Closed jgrivolla closed 7 years ago
Hello, The Ancora corpus tagset as it is. No modifications.
R
Thanks.
At least with the older models from http://ixa2.si.ehu.es/ixa-pipes/models/pos-resources.tgz#es-pos-maxent-700-c0-b3.bin the tags are generated in upper case, whereas standard Ancora has lower case tags (see the discussion in https://github.com/dkpro/dkpro-core/pull/1071). Could you clarify?
http://clic.ub.edu/corpus/en/ancora-descarregues
Ancora es dep 2.0.0 tags are in upper case. I use the treebank (what you call "standard") only for parsing, for NER and POS and lemmatization I train with the dep-2.0.0 corpus because it is easier to format. For those three tasks the annotations are equivalent, just the syntax is different.
R
I don't have the treebank here right now so I can't check, but I see that in "AnCora: Multilevel Annotated Corpora for Catalan and Spanish" the examples contain both upper- and lower-case tags. Weird.

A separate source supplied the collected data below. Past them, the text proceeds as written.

PR #6421, opened 2025-10-07
[PM-23134] Update PolicyDetails sprocs for performance

r-tome:
## 🎟️ Tracking

https://bitwarden.atlassian.net/browse/PM-23134

## 📔 Objective

Modified `OrganizationUser_ReadByUserIdWithPolicyDetails` to use a CTE and the new stored procedure `UserProviderAccessView`, as outlined in the dbops update.

Updated `PolicyRequirementQuery` to use `PolicyDetails_ReadByUserIdsPolicyType`.

## ⏰ Reminders before review

- CI builds passed

## 🦮 Reviewer guidelines


src/Sql/dbo/Stored Procedures/OrganizationUser_ReadByUserIdWithPolicyDetails.sql
```diff
@@ -4,31 +4,53 @@
...
+            OU.[Id],
+            OU.[OrganizationId],
+            OU.[Type],
+            OU.[Status],
+            OU.[Permissions]
+        FROM
+            [dbo].[OrganizationUserView] OU
+        WHERE
+            (OU.[Status] <> 0 AND OU.[UserId] = @UserId)
+            OR (OU.[Status] = 0 AND OU.[Email] = @UserEmail AND @UserEmail IS NOT NULL)
```
JimmyVo16: We should use UNION instead of OR. Here’s an [example](https://github.com/bitwarden/server/blob/03327cb082a35ede6f61191afa140ddf2297aa97/src/Sql/dbo/Stored%20Procedures/PolicyDetails_ReadByOrganizationId.sql#L15): maybe we can turn this UNION into a view and use it for both stored procedures.

r-tome: @bitwarden/dept-dbops what do you think?

mkincaid-bw: I did a quick test and the UNION does perform slightly better than the OR clause, which is what I expected.

eliykat:
@JimmyVo16 has already been looking at this so I'll let him handle the review.

src/Sql/dbo/Stored Procedures/OrganizationUser_ReadByUserIdWithPolicyDetails.sql
```diff
@@ -4,31 +4,70 @@
...
-            FROM [dbo].[ProviderUserView] PU
-            INNER JOIN [dbo].[ProviderOrganizationView] PO ON PO.[ProviderId] = PU.[ProviderId]
-            WHERE PU.[UserId] = OU.[UserId] AND PO.[OrganizationId] = P.[OrganizationId]
-        ) THEN 1 ELSE 0 END AS IsProvider
-FROM [dbo].[PolicyView] P
-INNER JOIN [dbo].[OrganizationUserView] OU
-    ON P.[OrganizationId] = OU.[OrganizationId]
-WHERE P.[Type] = @PolicyType AND
+
+    DECLARE @UserEmail NVARCHAR(320)
```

Just uppercase everything or lowercase it. In the treebank the tags are lowercased. In the dep version uppercase. I do not think it is that important as long as the tagset is the same, which seems to be. Or do you have evidence to say that the tagsets in dep and treebank are different? That could be interesting :)
Hi, for the non-UD models for Spanish are you using the standard Ancora (EAGLES) tagset or are there any modifications?